-------- Provided data --------

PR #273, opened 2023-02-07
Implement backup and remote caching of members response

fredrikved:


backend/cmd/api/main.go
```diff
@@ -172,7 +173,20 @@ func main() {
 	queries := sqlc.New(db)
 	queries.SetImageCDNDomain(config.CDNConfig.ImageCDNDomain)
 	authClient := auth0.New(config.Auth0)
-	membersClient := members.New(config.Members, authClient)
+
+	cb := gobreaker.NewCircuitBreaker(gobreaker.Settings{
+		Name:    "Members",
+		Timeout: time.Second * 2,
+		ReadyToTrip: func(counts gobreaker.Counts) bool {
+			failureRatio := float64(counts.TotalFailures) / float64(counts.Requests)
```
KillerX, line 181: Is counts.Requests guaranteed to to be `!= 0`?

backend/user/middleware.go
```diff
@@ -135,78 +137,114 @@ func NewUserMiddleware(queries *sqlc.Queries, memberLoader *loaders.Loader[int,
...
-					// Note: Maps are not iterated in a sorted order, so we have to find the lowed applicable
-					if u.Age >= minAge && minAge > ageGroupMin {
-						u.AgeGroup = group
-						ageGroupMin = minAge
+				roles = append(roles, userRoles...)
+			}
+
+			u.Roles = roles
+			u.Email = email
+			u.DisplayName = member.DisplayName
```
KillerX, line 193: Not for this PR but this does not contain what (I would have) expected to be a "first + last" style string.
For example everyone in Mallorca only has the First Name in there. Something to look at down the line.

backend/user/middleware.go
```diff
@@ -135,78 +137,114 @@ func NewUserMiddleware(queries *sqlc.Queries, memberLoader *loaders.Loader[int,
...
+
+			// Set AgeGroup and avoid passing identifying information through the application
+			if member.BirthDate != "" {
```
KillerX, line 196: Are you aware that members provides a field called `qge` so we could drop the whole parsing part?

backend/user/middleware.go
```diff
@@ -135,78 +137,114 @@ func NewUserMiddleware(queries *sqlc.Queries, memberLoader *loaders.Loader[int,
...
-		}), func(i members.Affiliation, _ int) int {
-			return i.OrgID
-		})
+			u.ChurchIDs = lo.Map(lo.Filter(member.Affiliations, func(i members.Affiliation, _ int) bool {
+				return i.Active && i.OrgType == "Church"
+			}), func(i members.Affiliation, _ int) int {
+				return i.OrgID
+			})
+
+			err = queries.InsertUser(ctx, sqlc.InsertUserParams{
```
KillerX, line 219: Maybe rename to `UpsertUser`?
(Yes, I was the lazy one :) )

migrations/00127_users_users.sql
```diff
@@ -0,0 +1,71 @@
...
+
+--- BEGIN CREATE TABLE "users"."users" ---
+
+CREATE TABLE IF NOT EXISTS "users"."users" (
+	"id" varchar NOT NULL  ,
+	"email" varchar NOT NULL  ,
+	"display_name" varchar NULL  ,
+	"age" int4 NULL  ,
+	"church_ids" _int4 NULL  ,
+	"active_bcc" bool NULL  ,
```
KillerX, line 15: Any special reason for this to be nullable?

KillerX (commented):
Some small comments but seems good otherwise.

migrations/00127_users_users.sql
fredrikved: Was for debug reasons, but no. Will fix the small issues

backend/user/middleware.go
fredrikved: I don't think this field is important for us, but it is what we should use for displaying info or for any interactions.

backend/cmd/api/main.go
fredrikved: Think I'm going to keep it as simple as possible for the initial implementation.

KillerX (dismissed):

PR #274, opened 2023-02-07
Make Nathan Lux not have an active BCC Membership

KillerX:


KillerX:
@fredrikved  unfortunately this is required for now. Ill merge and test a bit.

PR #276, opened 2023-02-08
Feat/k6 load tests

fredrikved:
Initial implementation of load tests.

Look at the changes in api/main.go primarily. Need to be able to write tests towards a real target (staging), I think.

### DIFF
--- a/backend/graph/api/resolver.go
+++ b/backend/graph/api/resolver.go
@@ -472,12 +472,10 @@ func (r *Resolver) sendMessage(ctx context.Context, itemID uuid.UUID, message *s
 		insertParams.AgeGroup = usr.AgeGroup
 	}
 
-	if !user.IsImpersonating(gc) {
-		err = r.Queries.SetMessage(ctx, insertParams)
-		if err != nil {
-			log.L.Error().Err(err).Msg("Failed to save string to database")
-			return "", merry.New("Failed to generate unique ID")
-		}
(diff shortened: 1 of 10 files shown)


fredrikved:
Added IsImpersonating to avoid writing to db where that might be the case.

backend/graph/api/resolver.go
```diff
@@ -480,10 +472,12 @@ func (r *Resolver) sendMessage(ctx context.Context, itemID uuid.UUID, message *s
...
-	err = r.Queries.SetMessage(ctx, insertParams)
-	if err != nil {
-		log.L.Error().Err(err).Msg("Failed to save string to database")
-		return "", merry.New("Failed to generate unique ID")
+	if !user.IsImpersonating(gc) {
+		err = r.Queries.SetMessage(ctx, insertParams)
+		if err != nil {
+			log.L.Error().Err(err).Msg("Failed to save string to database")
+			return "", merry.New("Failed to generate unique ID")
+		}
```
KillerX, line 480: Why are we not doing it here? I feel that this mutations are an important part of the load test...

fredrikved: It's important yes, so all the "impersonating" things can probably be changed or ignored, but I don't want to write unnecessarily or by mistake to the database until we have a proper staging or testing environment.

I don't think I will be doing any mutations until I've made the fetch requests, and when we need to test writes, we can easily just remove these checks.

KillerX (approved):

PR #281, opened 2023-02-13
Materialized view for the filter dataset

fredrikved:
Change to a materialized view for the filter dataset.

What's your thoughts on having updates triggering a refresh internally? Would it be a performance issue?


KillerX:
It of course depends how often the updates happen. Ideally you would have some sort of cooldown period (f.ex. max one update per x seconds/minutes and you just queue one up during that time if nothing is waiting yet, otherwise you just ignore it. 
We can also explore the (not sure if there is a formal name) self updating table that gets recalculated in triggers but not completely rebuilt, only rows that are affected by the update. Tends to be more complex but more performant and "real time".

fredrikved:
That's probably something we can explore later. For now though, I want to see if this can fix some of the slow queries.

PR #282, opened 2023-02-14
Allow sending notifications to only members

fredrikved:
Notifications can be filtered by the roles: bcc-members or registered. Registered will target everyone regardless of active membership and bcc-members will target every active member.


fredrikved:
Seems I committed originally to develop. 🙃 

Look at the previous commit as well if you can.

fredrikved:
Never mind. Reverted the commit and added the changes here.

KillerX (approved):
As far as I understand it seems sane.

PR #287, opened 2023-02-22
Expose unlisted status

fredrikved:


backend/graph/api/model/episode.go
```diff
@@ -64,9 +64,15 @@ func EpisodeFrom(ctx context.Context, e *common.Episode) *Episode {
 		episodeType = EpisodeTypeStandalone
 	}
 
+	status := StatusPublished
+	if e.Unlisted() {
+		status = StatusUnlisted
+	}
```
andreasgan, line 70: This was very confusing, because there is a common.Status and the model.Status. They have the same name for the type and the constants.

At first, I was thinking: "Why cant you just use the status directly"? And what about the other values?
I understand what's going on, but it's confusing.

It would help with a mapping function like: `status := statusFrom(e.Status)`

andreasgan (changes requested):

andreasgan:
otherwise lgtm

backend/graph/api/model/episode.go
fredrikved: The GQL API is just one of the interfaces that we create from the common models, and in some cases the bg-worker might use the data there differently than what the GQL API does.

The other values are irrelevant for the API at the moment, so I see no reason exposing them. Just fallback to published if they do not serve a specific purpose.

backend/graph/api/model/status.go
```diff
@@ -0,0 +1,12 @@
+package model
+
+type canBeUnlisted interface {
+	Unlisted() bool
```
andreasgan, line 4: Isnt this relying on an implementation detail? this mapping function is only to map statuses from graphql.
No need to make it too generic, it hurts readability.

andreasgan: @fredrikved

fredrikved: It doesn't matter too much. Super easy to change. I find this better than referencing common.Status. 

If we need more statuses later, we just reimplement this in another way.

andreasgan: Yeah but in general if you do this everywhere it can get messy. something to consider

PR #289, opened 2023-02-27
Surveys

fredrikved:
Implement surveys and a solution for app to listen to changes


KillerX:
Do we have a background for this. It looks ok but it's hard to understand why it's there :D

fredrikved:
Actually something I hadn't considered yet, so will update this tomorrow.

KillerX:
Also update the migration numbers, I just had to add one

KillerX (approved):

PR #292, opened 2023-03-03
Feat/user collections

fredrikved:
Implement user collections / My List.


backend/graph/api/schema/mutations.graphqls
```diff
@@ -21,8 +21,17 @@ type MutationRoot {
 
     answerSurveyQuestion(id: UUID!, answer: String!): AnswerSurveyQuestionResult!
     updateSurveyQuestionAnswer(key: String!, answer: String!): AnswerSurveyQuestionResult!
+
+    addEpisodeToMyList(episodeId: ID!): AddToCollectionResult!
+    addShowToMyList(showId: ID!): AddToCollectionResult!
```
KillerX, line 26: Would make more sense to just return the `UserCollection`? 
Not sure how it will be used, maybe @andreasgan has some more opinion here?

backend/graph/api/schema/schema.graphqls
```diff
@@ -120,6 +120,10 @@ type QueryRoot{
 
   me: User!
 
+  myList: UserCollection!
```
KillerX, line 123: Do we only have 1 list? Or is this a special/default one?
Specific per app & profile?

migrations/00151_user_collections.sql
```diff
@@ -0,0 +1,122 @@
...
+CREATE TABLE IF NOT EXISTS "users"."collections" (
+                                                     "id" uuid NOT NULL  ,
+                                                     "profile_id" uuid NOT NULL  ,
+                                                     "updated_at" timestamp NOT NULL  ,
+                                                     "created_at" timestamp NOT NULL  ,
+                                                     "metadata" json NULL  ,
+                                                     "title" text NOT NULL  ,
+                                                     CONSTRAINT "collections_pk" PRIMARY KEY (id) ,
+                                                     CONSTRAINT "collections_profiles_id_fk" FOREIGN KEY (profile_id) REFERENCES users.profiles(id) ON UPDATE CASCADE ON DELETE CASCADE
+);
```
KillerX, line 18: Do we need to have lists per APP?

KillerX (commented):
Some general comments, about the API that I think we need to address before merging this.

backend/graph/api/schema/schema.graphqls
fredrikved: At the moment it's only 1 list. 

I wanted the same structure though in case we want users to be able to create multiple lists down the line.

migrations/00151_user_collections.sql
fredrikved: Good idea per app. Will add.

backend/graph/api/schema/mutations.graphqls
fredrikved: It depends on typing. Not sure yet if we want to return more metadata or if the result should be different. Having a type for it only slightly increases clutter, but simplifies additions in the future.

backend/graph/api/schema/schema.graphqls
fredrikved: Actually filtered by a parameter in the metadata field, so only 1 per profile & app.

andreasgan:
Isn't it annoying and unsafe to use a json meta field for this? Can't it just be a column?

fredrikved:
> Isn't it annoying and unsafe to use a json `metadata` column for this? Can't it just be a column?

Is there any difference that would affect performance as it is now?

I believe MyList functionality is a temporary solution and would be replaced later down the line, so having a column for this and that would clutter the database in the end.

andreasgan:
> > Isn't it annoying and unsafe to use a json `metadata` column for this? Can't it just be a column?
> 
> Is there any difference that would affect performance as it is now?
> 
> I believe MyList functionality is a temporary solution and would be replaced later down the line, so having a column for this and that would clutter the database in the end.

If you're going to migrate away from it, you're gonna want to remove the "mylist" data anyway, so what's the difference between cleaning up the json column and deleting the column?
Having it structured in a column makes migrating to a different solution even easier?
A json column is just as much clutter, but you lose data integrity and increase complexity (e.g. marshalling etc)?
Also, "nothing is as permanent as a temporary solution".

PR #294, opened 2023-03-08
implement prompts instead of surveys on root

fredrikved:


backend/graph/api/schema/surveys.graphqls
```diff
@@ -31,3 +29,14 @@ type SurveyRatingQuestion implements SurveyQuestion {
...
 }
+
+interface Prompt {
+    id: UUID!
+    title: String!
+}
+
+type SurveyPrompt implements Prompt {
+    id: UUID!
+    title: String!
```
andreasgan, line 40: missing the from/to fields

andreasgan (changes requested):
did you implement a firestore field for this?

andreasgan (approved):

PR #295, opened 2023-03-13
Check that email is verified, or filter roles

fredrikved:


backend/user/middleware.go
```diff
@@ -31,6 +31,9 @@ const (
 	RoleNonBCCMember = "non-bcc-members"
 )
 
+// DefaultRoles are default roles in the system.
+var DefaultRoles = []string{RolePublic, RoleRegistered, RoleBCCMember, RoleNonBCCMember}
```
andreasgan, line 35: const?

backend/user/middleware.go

--------

▶ _Task description_: Extract every line of the records above that contains the word "avoid".

▶ _Finished task_:
+			// Set AgeGroup and avoid passing identifying information through the application
Added IsImpersonating to avoid writing to db where that might be the case.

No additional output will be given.